START Source material
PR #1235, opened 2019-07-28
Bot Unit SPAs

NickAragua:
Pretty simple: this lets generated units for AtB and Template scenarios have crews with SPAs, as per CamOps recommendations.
END Source material
● **Task details**: Among the lines above, find those with the string "SPAs" and copy them.

● **Finished exercise**:
Bot Unit SPAs
Pretty simple: this lets generated units for AtB and Template scenarios have crews with SPAs, as per CamOps recommendations.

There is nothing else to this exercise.